## Task directions
Search the entries below for "template". Report each line where it occurs.

## Records for the exercise
§ §
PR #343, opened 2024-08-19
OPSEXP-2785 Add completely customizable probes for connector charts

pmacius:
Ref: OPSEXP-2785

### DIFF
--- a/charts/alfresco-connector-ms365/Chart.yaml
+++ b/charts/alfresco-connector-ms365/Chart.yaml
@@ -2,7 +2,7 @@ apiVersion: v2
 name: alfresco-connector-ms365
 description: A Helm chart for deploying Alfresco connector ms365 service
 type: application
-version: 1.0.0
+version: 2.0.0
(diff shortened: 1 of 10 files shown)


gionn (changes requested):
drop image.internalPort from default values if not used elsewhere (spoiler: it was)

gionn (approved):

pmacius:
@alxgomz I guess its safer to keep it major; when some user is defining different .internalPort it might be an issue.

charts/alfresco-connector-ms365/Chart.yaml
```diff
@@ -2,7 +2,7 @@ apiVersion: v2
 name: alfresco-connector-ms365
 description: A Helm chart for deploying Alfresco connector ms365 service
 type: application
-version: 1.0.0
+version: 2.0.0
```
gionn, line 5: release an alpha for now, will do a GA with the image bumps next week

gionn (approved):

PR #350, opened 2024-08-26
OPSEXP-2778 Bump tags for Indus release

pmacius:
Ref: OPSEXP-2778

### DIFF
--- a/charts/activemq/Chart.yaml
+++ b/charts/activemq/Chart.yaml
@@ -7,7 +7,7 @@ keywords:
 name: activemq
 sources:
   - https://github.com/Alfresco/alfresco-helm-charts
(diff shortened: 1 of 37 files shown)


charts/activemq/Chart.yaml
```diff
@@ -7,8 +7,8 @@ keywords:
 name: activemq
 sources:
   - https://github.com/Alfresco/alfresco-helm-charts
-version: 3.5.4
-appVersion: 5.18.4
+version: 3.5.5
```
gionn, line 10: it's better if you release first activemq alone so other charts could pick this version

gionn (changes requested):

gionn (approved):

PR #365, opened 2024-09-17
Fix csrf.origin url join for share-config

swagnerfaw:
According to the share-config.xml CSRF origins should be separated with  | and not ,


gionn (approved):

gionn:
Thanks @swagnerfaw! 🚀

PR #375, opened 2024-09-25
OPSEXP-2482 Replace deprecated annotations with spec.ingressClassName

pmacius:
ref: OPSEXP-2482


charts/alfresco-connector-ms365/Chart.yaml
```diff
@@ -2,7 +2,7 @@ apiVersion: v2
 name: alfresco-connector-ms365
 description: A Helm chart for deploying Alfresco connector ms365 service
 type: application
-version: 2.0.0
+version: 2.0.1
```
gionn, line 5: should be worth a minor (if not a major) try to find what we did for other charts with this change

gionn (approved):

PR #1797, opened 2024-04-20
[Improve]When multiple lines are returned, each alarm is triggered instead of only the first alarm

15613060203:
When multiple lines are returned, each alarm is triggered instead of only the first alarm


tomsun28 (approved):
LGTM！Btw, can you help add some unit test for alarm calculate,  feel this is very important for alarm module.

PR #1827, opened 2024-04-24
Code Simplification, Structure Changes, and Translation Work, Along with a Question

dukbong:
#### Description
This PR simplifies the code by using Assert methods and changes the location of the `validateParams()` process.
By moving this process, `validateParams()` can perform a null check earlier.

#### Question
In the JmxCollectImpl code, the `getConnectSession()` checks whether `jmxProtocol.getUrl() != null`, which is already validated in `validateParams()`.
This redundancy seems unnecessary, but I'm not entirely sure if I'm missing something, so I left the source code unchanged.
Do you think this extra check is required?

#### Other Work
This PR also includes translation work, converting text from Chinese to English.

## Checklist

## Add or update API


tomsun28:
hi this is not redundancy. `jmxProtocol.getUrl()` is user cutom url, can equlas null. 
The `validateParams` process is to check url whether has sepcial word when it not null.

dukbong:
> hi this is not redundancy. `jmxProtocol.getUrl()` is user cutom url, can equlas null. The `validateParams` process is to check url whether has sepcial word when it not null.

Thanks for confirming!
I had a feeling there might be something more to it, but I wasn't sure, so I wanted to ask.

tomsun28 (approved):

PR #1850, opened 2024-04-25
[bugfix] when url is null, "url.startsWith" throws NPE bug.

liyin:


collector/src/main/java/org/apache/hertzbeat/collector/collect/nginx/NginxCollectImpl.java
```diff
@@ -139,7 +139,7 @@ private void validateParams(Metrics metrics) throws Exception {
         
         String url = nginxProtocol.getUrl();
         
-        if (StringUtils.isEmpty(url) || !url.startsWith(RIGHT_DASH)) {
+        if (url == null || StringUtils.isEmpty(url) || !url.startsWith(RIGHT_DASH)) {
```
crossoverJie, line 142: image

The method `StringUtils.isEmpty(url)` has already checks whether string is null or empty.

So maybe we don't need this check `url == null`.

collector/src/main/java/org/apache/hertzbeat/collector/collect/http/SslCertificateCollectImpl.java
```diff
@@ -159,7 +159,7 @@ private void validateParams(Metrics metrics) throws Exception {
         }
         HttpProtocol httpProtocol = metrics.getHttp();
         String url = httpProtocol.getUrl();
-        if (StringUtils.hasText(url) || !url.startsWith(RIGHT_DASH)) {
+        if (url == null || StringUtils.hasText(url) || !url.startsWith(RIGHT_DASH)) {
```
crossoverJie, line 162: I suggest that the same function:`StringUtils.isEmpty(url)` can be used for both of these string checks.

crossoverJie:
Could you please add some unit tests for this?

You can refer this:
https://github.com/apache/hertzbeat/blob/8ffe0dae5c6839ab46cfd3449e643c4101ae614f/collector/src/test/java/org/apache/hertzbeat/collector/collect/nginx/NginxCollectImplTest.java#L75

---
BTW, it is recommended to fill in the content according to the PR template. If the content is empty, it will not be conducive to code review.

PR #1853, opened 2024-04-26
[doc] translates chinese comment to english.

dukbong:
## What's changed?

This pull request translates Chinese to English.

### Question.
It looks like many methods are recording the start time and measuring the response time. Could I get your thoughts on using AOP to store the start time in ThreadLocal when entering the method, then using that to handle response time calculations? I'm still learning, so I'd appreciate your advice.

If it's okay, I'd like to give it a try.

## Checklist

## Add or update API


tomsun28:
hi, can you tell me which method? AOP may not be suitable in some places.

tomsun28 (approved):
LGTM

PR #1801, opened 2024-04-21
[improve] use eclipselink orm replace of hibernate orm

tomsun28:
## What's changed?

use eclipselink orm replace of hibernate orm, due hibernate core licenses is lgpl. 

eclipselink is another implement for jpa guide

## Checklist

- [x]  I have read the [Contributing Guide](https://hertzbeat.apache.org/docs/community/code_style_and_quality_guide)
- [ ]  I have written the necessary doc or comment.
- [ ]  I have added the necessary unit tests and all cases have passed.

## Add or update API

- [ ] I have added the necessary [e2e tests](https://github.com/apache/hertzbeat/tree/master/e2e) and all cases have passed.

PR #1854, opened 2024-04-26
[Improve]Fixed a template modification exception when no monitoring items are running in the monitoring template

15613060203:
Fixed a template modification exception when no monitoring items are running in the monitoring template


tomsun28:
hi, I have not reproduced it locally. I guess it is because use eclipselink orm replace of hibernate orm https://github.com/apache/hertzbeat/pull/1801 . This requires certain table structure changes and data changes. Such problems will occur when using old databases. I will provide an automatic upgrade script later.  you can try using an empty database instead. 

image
§ §
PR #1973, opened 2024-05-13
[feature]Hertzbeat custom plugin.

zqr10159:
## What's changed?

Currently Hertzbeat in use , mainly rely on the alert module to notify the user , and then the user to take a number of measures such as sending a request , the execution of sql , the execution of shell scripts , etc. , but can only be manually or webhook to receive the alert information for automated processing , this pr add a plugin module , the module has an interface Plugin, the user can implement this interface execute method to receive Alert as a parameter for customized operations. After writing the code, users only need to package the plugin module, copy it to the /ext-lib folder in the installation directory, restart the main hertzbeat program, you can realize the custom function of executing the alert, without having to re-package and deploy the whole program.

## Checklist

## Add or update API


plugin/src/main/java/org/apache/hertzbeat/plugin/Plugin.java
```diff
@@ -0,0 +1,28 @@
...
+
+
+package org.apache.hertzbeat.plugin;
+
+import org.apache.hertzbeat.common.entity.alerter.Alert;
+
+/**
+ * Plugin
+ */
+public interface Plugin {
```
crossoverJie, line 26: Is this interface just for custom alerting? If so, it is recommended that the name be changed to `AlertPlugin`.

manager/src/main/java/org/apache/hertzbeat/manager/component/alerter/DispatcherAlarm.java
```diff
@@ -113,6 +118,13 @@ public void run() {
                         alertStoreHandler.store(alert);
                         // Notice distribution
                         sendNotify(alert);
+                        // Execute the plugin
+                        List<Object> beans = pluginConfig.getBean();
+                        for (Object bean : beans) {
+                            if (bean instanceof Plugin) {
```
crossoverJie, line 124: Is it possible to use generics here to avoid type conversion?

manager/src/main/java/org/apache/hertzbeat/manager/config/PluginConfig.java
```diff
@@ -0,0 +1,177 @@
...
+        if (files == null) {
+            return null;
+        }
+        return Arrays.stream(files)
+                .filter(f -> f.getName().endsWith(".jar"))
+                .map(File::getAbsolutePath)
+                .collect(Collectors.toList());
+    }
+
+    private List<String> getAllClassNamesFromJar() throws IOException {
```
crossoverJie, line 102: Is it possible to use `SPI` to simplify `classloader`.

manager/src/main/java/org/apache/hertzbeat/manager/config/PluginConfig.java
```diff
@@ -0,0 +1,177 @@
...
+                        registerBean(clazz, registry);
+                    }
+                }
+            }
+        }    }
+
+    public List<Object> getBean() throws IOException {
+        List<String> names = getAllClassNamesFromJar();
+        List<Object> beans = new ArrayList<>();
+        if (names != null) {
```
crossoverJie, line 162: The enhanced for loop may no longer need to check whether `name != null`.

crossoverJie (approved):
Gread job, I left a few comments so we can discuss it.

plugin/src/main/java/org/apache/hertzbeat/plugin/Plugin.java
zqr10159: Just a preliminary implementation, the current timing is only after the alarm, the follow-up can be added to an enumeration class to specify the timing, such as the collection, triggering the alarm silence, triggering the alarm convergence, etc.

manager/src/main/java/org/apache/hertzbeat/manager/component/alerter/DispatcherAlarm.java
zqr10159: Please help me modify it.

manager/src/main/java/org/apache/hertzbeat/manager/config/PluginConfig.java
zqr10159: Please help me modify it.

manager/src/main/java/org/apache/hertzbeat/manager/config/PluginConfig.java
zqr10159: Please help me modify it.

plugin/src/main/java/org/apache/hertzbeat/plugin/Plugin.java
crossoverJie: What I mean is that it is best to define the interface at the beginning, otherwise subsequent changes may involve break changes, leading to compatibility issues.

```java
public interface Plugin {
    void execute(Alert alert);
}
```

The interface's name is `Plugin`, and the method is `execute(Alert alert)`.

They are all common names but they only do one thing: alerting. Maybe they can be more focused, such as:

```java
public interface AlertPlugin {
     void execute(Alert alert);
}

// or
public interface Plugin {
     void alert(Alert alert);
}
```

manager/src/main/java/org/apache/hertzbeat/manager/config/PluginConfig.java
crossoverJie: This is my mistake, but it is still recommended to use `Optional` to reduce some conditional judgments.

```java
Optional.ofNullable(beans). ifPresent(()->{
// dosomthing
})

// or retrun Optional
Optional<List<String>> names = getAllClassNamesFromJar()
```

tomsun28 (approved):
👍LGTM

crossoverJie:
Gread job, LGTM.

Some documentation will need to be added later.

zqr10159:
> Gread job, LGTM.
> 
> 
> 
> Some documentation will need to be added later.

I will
§ §
## Task response
BTW, it is recommended to fill in the content according to the PR template. If the content is empty, it will not be conducive to code review.
[Improve]Fixed a template modification exception when no monitoring items are running in the monitoring template
Fixed a template modification exception when no monitoring items are running in the monitoring template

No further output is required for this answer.